EXERCISE REQUIREMENTS. How many lines below contain the word "shown"? Answer with that number alone.

EXTRACTED DATA.
******
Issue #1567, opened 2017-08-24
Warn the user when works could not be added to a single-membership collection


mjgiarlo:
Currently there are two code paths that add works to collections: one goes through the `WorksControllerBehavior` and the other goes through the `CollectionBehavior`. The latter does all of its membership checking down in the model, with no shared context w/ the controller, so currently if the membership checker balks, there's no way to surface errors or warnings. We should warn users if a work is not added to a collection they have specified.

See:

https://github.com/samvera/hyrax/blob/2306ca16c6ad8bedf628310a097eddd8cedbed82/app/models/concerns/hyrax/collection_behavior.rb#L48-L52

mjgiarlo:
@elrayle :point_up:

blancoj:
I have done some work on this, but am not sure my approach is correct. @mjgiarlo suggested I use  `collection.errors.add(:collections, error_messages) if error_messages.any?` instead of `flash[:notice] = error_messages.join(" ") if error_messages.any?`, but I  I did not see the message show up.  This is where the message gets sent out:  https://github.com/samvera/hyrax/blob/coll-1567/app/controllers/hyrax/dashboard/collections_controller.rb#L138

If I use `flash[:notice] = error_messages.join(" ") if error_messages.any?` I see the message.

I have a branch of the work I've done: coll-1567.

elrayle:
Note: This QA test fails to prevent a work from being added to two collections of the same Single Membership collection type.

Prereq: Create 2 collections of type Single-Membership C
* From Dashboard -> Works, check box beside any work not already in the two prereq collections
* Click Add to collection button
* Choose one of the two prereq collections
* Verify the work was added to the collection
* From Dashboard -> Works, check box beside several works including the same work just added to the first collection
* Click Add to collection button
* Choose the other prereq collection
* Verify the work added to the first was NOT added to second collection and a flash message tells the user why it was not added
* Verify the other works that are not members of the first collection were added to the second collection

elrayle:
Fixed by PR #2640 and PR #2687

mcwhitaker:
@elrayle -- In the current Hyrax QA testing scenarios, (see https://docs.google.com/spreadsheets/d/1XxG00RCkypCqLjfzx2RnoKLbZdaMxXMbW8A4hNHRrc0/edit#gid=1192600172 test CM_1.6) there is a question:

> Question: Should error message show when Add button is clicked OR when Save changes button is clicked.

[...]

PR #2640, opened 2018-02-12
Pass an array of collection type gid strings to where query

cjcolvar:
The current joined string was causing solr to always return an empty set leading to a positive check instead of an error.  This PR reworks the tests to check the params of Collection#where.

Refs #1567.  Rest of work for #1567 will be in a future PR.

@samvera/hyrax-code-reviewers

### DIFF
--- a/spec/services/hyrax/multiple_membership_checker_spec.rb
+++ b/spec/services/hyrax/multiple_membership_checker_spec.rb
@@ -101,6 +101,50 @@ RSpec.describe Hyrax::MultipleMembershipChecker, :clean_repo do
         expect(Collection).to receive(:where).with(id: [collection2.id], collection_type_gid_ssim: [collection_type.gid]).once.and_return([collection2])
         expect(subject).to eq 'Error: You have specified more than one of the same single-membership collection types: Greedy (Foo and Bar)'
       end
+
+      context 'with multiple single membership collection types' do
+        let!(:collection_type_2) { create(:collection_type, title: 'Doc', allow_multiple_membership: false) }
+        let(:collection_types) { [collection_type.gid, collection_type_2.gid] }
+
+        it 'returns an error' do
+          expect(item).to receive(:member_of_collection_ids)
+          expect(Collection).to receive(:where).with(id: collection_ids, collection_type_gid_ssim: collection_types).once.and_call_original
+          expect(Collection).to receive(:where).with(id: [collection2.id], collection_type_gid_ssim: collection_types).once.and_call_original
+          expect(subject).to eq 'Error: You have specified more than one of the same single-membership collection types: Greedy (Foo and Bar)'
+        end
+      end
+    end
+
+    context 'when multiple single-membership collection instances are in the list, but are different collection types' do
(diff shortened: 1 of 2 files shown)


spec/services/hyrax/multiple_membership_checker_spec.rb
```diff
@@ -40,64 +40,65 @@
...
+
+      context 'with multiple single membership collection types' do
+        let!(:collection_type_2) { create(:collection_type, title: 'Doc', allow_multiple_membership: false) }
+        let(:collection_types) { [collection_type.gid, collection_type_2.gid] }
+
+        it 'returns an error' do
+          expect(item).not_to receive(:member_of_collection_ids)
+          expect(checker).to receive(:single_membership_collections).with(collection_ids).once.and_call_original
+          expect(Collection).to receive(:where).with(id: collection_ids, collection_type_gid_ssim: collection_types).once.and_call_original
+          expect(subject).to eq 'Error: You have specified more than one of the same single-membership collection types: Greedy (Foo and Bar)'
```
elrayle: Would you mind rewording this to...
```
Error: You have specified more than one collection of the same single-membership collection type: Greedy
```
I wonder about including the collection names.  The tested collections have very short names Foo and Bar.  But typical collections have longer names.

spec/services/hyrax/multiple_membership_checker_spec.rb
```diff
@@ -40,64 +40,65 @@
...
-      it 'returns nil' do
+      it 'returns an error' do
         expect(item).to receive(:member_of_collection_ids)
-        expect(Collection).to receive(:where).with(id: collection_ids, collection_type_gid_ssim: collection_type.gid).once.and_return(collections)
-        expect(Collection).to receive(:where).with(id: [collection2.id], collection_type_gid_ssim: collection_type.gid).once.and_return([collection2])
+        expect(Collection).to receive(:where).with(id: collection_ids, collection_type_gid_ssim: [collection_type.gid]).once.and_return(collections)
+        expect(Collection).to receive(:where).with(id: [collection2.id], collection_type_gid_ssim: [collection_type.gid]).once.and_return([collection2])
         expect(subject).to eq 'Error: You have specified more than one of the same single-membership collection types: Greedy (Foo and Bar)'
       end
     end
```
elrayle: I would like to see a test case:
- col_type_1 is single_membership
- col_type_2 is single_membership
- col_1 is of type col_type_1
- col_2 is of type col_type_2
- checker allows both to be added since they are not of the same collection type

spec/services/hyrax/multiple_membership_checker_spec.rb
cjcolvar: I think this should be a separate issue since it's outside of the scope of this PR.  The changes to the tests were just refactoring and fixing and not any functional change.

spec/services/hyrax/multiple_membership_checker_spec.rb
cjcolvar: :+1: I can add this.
******
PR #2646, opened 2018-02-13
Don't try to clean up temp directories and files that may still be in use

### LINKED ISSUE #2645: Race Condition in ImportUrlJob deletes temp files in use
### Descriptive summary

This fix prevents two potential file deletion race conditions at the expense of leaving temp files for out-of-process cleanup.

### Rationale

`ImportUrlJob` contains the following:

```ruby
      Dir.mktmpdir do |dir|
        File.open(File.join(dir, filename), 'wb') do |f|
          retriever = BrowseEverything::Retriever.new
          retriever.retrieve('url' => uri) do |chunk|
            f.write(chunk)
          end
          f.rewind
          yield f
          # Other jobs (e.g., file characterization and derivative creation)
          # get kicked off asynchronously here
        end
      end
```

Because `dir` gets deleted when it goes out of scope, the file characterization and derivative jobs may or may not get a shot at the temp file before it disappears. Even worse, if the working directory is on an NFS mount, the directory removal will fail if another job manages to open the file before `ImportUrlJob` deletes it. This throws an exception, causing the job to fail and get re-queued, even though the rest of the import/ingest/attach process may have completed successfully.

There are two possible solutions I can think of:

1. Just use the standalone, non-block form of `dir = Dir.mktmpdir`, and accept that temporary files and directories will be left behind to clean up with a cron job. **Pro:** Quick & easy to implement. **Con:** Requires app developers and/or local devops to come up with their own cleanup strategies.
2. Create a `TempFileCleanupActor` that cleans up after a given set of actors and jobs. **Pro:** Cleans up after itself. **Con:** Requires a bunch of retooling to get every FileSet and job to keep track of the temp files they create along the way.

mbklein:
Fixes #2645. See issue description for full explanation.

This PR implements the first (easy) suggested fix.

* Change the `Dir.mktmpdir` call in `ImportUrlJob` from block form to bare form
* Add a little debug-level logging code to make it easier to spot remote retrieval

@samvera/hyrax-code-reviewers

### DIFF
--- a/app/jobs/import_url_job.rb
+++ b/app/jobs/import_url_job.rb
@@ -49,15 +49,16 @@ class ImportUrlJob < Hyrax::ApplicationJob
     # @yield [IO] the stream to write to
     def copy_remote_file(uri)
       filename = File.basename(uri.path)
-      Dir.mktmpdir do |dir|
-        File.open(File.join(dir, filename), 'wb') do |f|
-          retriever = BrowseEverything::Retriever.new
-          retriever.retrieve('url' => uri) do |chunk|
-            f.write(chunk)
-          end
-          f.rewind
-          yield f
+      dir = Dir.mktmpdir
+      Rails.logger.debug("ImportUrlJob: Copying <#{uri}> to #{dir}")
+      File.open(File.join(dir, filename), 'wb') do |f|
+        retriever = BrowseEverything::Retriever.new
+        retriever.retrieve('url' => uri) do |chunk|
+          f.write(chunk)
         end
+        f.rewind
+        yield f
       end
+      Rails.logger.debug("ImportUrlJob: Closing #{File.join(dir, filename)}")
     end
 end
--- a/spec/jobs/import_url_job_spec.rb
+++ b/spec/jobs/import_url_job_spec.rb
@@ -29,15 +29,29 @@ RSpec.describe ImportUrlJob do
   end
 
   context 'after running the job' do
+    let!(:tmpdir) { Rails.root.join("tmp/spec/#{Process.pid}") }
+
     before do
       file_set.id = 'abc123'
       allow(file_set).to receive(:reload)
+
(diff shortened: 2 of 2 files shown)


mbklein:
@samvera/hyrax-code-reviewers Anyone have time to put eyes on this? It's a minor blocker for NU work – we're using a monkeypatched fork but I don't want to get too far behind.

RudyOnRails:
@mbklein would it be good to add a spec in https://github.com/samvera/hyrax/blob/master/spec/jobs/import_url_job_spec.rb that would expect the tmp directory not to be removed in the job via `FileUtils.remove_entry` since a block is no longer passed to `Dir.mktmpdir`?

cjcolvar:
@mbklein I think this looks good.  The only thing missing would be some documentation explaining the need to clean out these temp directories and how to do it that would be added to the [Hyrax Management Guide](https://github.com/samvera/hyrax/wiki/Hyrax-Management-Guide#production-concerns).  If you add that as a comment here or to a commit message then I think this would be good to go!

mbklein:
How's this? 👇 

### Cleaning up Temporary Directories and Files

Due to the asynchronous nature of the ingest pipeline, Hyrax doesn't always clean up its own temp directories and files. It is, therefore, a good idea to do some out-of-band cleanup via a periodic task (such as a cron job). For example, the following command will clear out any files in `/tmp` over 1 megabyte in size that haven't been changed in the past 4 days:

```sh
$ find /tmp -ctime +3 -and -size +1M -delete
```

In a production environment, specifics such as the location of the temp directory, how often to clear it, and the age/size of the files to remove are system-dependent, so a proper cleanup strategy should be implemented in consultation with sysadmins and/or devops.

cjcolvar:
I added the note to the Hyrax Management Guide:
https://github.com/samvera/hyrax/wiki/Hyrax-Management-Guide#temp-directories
******
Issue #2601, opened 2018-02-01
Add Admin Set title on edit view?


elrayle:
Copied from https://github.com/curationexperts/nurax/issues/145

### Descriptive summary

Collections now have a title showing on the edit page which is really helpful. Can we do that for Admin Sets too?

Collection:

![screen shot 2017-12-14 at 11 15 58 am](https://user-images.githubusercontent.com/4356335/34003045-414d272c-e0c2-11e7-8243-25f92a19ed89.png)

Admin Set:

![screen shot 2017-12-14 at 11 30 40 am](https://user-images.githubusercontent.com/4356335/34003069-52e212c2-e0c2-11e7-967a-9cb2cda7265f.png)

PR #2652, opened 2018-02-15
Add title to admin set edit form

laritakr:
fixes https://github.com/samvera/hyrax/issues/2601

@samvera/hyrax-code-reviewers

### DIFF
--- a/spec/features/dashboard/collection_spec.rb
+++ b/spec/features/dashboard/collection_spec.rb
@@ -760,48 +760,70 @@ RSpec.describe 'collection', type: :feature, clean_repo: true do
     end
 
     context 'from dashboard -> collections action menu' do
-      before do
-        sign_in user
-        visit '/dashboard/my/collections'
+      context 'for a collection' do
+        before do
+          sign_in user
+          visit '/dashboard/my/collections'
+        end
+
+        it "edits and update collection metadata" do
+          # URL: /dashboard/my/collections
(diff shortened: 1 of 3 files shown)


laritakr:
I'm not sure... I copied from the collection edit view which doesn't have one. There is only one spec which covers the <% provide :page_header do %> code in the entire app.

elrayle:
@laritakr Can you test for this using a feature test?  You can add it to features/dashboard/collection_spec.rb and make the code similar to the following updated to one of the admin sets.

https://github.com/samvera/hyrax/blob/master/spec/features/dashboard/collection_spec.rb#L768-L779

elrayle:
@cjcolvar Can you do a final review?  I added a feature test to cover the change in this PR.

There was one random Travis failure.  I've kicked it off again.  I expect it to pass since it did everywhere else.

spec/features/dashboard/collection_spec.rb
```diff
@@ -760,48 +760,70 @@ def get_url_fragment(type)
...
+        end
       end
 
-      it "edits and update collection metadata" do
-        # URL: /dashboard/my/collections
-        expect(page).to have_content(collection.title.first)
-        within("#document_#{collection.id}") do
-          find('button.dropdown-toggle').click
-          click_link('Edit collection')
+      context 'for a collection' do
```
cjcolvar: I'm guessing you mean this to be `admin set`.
******
SOLVED PROBLEM. 3